#### [Exercise material]
PR #879, opened 2026-08-08
Centralize agent context planning

anandh8x:
## Summary

- centralize main agent-loop and automatic-compaction request construction behind a context planner
- preserve the complete existing message and tool surface while exposing content-free context-block accounting
- trace stable-prefix fingerprints with explicit invalidation reasons

## Why

Zero needs one safe seam for future relevance selection, deduplication, pruning, and cache-aware context policies. This change establishes that seam without filtering context or reducing model capability. It does not claim deterministic token savings by itself.

## Evaluation

- identical before/after provider-visible prefix and initial context estimate: 9,177 tokens
- matched GPT-5.5 bounded task remained correct and complete
- bounded run used 5 → 4 tool calls and 31,104 → 29,008 input tokens; treated as run variation rather than a guaranteed planner saving
- a longer repository-analysis task also completed correctly, with the changed run identifying an additional relevant session-log read path

## Validation

- `make fmt-check`
- `go vet ./...`
- focused agent and trace tests
- `make lint-static` (0 issues)
- `make vulncheck` (no vulnerabilities found)
- `git diff HEAD --check`

`go test ./...` passes except for the existing `TestRunDoctorFormatsRedactedProviderDiagnostics` and `TestRunDoctorConnectivityProbesProvider` failures in `internal/cli`; both reproduce unchanged from the untouched base commit.

## Summary by CodeRabbit

* **New Features**
  * Added detailed context breakdowns for system, tool, and conversation content.
  * Added visibility into prompt-cache prefix changes, including invalidation reasons.
  * Improved tracing to record and restore prefix invalidation details.
  * Added context reporting for initial, replacement, retry, and compaction requests.

* **Bug Fixes**
  * Standardized request planning across responses, retries, compaction, and final answers.
  * Preserved provider request settings and context data consistently across planning steps.

### DIFF
--- a/internal/agent/compaction.go
+++ b/internal/agent/compaction.go
@@ -381,6 +381,8 @@ type compactionState struct {
 	// but its token COST must still be counted so usage reports and budgets include it.
 	onUsage func(Usage)
 	task    *taskState
+	planner *contextPlanner
+	trace   *trace.Recorder
 
 	// calibrationRatio scales the raw byte/4 token estimate toward the provider's
 	// real prompt-token count. ApproxTextTokens over-counts code-heavy content by
@@ -427,6 +429,8 @@ func newCompactionState(options Options, task *taskState) *compactionState {
 		preserveLast: options.CompactionPreserveLast,
 		onUsage:      options.OnUsage,
 		task:         task,
+		planner:      newContextPlanner(contextPlannerConfig{contextWindow: options.ContextWindow}),
+		trace:        options.Trace,
 	}
 	return state
 }
@@ -482,7 +486,7 @@ func (state *compactionState) maybeCompact(
 
 	compacted, err := Compact(messages, CompactionOptions{
 		PreserveLast: state.preserveLast,
-		Summarize:    summarizeClosure(ctx, provider, state.onUsage),
+		Summarize:    state.summarizeClosure(ctx, provider),
 		taskState:    state.task.snapshotForCompaction(messages),
 	})
 	if err != nil {
@@ -533,7 +537,7 @@ func (state *compactionState) recover(
 
 	result, compactErr := Compact(messages, CompactionOptions{
 		PreserveLast: state.preserveLast,
-		Summarize:    summarizeClosure(ctx, provider, state.onUsage),
+		Summarize:    state.summarizeClosure(ctx, provider),
 		taskState:    state.task.snapshotForCompaction(messages),
 	})
 	if compactErr != nil {
@@ -567,9 +571,12 @@ func (state *compactionState) recover(
 // provider call. The summary stream intentionally does NOT forward OnText (so
 // compaction stays invisible on the user-facing surface), but it DOES forward
 // OnUsage so the summarizer's token cost is still counted by usage/budgeting.
-func summarizeClosure(ctx context.Context, provider Provider, onUsage func(Usage)) func([]zeroruntime.Message) (string, error) {
+func (state *compactionState) summarizeClosure(ctx context.Context, provider Provider) func([]zeroruntime.Message) (string, error) {
+	if state.planner == nil {
+		state.planner = newContextPlanner(contextPlannerConfig{})
+	}
 	return func(toSummarize []zeroruntime.Message) (string, error) {
-		return summarizeWithFallback(ctx, provider, toSummarize, onUsage)
+		return summarizeWithPlanner(ctx, provider, toSummarize, state.onUsage, state.planner, state.trace)
 	}
 }
 
@@ -581,7 +588,11 @@ func summarizeClosure(ctx context.Context, provider Provider, onUsage func(Usage
 // Non-context-limit errors (and a single message that still won't fit) surface
 // to the caller unchanged.
 func summarizeWithFallback(ctx context.Context, provider Provider, messages []zeroruntime.Message, onUsage func(Usage)) (string, error) {
-	summary, err := summarizeMessagesOnce(ctx, provider, messages, onUsage)
+	return summarizeWithPlanner(ctx, provider, messages, onUsage, newContextPlanner(contextPlannerConfig{}), nil)
+}
+
+func summarizeWithPlanner(ctx context.Context, provider Provider, messages []zeroruntime.Message, onUsage func(Usage), planner *contextPlanner, recorder *trace.Recorder) (string, error) {
+	summary, err := summarizeMessagesOnce(ctx, provider, messages, onUsage, planner, recorder)
 	if err == nil {
 		return summary, nil
 	}
@@ -590,11 +601,11 @@ func summarizeWithFallback(ctx context.Context, provider Provider, messages []ze
 	}
 
 	mid := len(messages) / 2
-	left, leftErr := summarizeWithFallback(ctx, provider, messages[:mid], onUsage)
+	left, leftErr := summarizeWithPlanner(ctx, provider, messages[:mid], onUsage, planner, recorder)
 	if leftErr != nil {
 		return "", leftErr
 	}
-	right, rightErr := summarizeWithFallback(ctx, provider, messages[mid:], onUsage)
+	right, rightErr := summarizeWithPlanner(ctx, provider, messages[mid:], onUsage, planner, recorder)
 	if rightErr != nil {
 		return "", rightErr
 	}
@@ -607,7 +618,7 @@ func summarizeWithFallback(ctx context.Context, provider Provider, messages []ze
 	combined := strings.TrimSpace(left + "\n\n" + right)
 	reduced, reduceErr := summarizeMessagesOnce(ctx, provider, []zeroruntime.Message{
 		{Role: zeroruntime.MessageRoleUser, Content: combined},
-	}, onUsage)
+	}, onUsage, planner, recorder)
 	if reduceErr != nil {
 		if isContextLimitError(reduceErr.Error()) {
 			// Even the two combined partials don't fit (extreme): fall back to the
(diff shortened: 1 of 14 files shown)


Vasanthdev2004 (commented):
Reviewed as a draft. No blocking findings, and the claims hold where I checked them rather than took them.

**The seam is genuinely complete.** `grep zeroruntime.CompletionRequest{` across `internal/agent` returns exactly one construction site, inside the planner itself, with every other path going through `planner.Plan`. That is the strongest evidence the centralization is real rather than partial, and it is the thing most likely to be half-done in a change like this.

**Request identity is properly tested.** `TestContextPlannerPreservesProviderRequest` uses `reflect.DeepEqual` on the whole request, not substring checks, and then verifies deep-copy semantics three levels into the nested `map[string]any` schema plus the image byte slice. Nested-map aliasing is the classic Go trap in exactly this shape and you tested for it, including that a genuinely changed schema does refresh the snapshot and the fingerprint while leaving the earlier plan's request untouched.

**The trace stays content-free.** `explainPrefixChange` returns only `initial`, `unchanged`, `base_instructions`, `confirmation_policy`, `project_context` and `skills`, every one derived from a hash comparison rather than from content. That matters because the trace vocabulary is a published coordination surface and the same property was the review axis on #761.

Planner lifetime checks out too: created per `Run` at `loop.go:186`, so `previousPrefix` starts nil and the first plan reports `initial` rather than inheriting another session's state.

`internal/trace` passes. `internal/agent` fails only on `TestEagerToolSchemaTokenBudget`, which is the ceiling issue #877 fixes, inherited from main and not yours.

Also worth saying: describing the token and tool-call differences as run variation rather than a guaranteed saving is the right call, and rarer than it should be.

Ready for approval as far as I am concerned once it leaves draft.

Vasanthdev2004:
@anandh8x reviewed above, and there is nothing blocking in it. If you were holding it in draft waiting on review feedback, take it out whenever you like and I will approve.

One thing worth knowing: your only failing test is `TestEagerToolSchemaTokenBudget`, which is inherited from main rather than yours. #877 raises that ceiling and needs a human approval; once it lands your suite goes green with no change on your side.

If you are holding it in draft for a reason of your own, ignore that and carry on.

Two things I checked and am confirming back, since they are the claims a reviewer would usually just take on trust. `zeroruntime.CompletionRequest{}` now appears exactly once in `internal/agent`, inside the planner, so the centralization is complete rather than partial. And `explainPrefixChange` only ever emits fixed tokens derived from hash comparisons, so the trace stays content-free, which was the axis #761 was reviewed on.

Vasanthdev2004 (approved):
Approving. Re-checked on `bea0c214` rather than standing on the earlier read: same commit, now out of draft, up to date with main, and all three smoke jobs green.

Two things I re-verified on this head rather than trusting my own earlier note.

`zeroruntime.CompletionRequest{}` is constructed in exactly one place in `internal/agent` now, `context_planner.go:61`, and everything else goes through `planner.Plan`. Partial adoption is the usual way a centralization lands half-done, and this one is complete.

`explainPrefixChange` can only emit fixed literals: initial, unchanged, base_instructions, confirmation_policy, project_context, skills, system_prompt, tools, schema, prefix_changed, comma-joined. No content, no hashes, no paths. That was the review axis on #761 and it holds.

One caveat that is not yours. `TestEagerToolSchemaTokenBudget` fails on main and therefore on your branch, and CI does not catch it, which is why these checks are green. #877 raises the ceiling and is still waiting on a human approval. Nothing for you to do, but do not read the green tick as that test passing.

gnanam1990 (approved):
**Approving.** Reviewed `bea0c214`, re-confirmed as the live head before posting.

@Vasanthdev2004 already covered seam completeness, the `reflect.DeepEqual` request-identity test, deep-copy semantics, trace vocabulary, and planner lifetime, and I agree with all of it — I won't restate it. Everything below is what I checked that his review did not.

## The central claim holds on the wire, not just in a test

The description says the provider-visible prefix is identical before and after. That is the claim a refactor like this lives or dies on, and a test asserting it is not the same as it being true, so I captured the actual bytes.

I built `ff608c78` (the merge base) and `bea0c214`, pointed both at a recording HTTP provider, and ran the same prompt from the **same workspace path and same isolated config dir**:

```
base sha256: 383f7d26920969d1eb67...
pr   sha256: 383f7d26920969d1eb67...
byte-identical
```

Worth noting the first attempt showed a large diff, and it was my harness at fault, not the patch — the two runs used different workspace directories and the system prompt embeds that path. Equal paths, identical bytes. The claim is real.

## Main finding: one load-bearing part of the freeze cache key is untested

`snapshotTools` keys the frozen schemas on `ToolsHash + "\x00" + SchemaHash` (`context_planner.go:87`). I checked the key is complete first — `ToolDefinition` has exactly `Name`, `Description`, `Parameters`, and `toolSubstrings` fingerprints all three — so invariant #10 is satisfied. No issue there.

But the `SchemaHash` half is not pinned by any test. Dropping it:

```go
key := fingerprint.ToolsHash    // SchemaHash removed
```

leaves `go test ./internal/agent/ -run 'Planner|Context'` **green**. That component is load-bearing: with name and description unchanged and only `Parameters` differing between turns, `ToolsHash` alone is stable, so the planner would serve the previous turn's frozen schemas and the provider would receive a stale tool surface.

**The code is correct** — I wrote a throwaway probe and it passes as-written, and fails with the mutation applied, printing the stale schema. So this is a missing guard, not a defect. Twelve lines close it:

```go
func TestSchemaOnlyChangeRefreshesFrozenTools(t *testing.T) {
	planner := newContextPlanner(contextPlannerConfig{})
	messages := []zeroruntime.Message{{Role: zeroruntime.MessageRoleUser, Content: "hi"}}
	base := map[string]any{"type": "object", "properties": map[string]any{"path": map[string]any{"type": "string"}}}
	grown := map[string]any{"type": "object", "properties": map[string]any{"path": map[string]any{"type": "string"}, "limit": map[string]any{"type": "number"}}}

	// Name and description identical: only the schema moves, so ToolsHash alone
	// cannot notice and the freeze must consult SchemaHash.
	_ = planner.Plan(messages, []zeroruntime.ToolDefinition{{Name: "read_file", Description: "read a file", Parameters: base}}, "")
	plan := planner.Plan(messages, []zeroruntime.ToolDefinition{{Name: "read_file", Description: "read a file", Parameters: grown}}, "")

	properties, _ := plan.Request.Tools[0].Parameters["properties"].(map[string]any)
	if _, ok := properties["limit"]; !ok {
		t.Fatalf("second plan served a stale frozen schema: %#v", plan.Request.Tools[0].Parameters)
	}
}
```

For contrast, the deep-copy guard **is** pinned: replacing `copyToolDefinitions(toolDefs)` with `toolDefs` fails `TestContextPlannerPreservesProviderRequest` immediately. The freeze commit landed five minutes before the first review, so this is the least-examined part of the PR and worth the extra guard.

I also checked the specific risk the freeze introduces — the snapshot is returned by reference and shared across stable turns, so a downstream mutation would corrupt every later request. The only `.Tools[...]` write anywhere is `providers/anthropic/provider.go:406`, and it mutates that provider's own `mapped.Tools`, not the `zeroruntime` slice. No in-place `Parameters[...]` writes in any provider. Safe.

## Negative space: the seam is agent-loop-scoped, and that boundary is worth stating

`zeroruntime.CompletionRequest{` has exactly one construction site inside `internal/agent`, as noted. Repo-wide there are five more:

```
internal/tui/session_title.go:147
internal/tui/plan_step_detail.go:376
internal/tui/session_controls.go:925
internal/tui/recap.go:68
internal/cli/workflows.go:980
```

The description scopes the change to "main agent-loop and automatic-compaction request construction," so this is consistent rather than a gap. I raise it because the stated purpose is a seam for future "relevance selection, deduplication, pruning, and cache-aware context policies" — and when those land in the planner, these five paths will not get them.

The `session_controls.go:925` one is the interesting one: #873 unified manual and automatic compaction *summarization* so both share `agent.SummarizeCompactionMessages`, while this PR centralizes *request construction*. Manual compaction still builds its own request in `internal/tui`. The two unifications stop just short of meeting. Not this PR's job, but with both in flight it is worth someone writing down which side owns that request.

## Minor: compaction's fallback planners lose the context window

`compaction.go:576` and `:591` construct `newContextPlanner(contextPlannerConfig{})`, while `:432` passes the real `options.ContextWindow`. `contextWindow` only feeds `breakdown.UsedFraction` (`context_measurement.go:80`) and gates no decision, so the blast radius is accounting: any breakdown produced through those paths reports `UsedFraction` 0. `:591` passes a nil recorder so nothing is emitted, and `:576` is defensive against a planner that the constructor already sets. Reporting-only and probably unreachable — flagging so it is a deliberate choice rather than a surprise if the accounting is ever consumed.

## Verified

- **Provider request byte-identical** vs merge base, as above.
- **`go test ./internal/agent/ ./internal/trace/`** — both fully green at `bea0c214`, including `TestEagerToolSchemaTokenBudget`, which was failing when this PR was first reviewed.
- **The pre-existing-failure claim is accurate.** `TestRunDoctorFormatsRedactedProviderDiagnostics` and `TestRunDoctorConnectivityProbesProvider` fail identically on untouched `ff608c78`. Checked rather than taken.
- **Mutation-tested** the deep copy (caught) and the schema cache key (survived — the finding above).
- **Platform coverage**, which the description does not claim: I ran the built binary through complete feature runs on all three OSes — file writes, nested paths, sandbox refusal, `--add-dir` grants, control characters, specialist child processes, and `exec_command`.

| | macOS | Linux | Windows |
|---|---|---|---|
| `bea0c214` | 7/7 | 7/7 | 6/7 |

The single Windows failure is `exec_command`, and it is **not from this PR**: PowerShell cannot start under the sandbox's WRITE_RESTRICTED token (.NET fails `BCrypt.dll` init, `0x8007045A`), and `main` fails it identically. Since this PR touches the agent loop's hot path, I wanted real three-OS execution rather than an assumption, and it is clean.

Nothing here blocks. The schema-key test is the one thing I would add before merge, and it is twelve lines.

#### [Aim of the task]
Copy out all lines of the listing above that include "lifetime".

#### [Written answer]
Planner lifetime checks out too: created per `Run` at `loop.go:186`, so `previousPrefix` starts nil and the first plan reports `initial` rather than inheriting another session's state.
@Vasanthdev2004 already covered seam completeness, the `reflect.DeepEqual` request-identity test, deep-copy semantics, trace vocabulary, and planner lifetime, and I agree with all of it — I won't restate it. Everything below is what I checked that his review did not.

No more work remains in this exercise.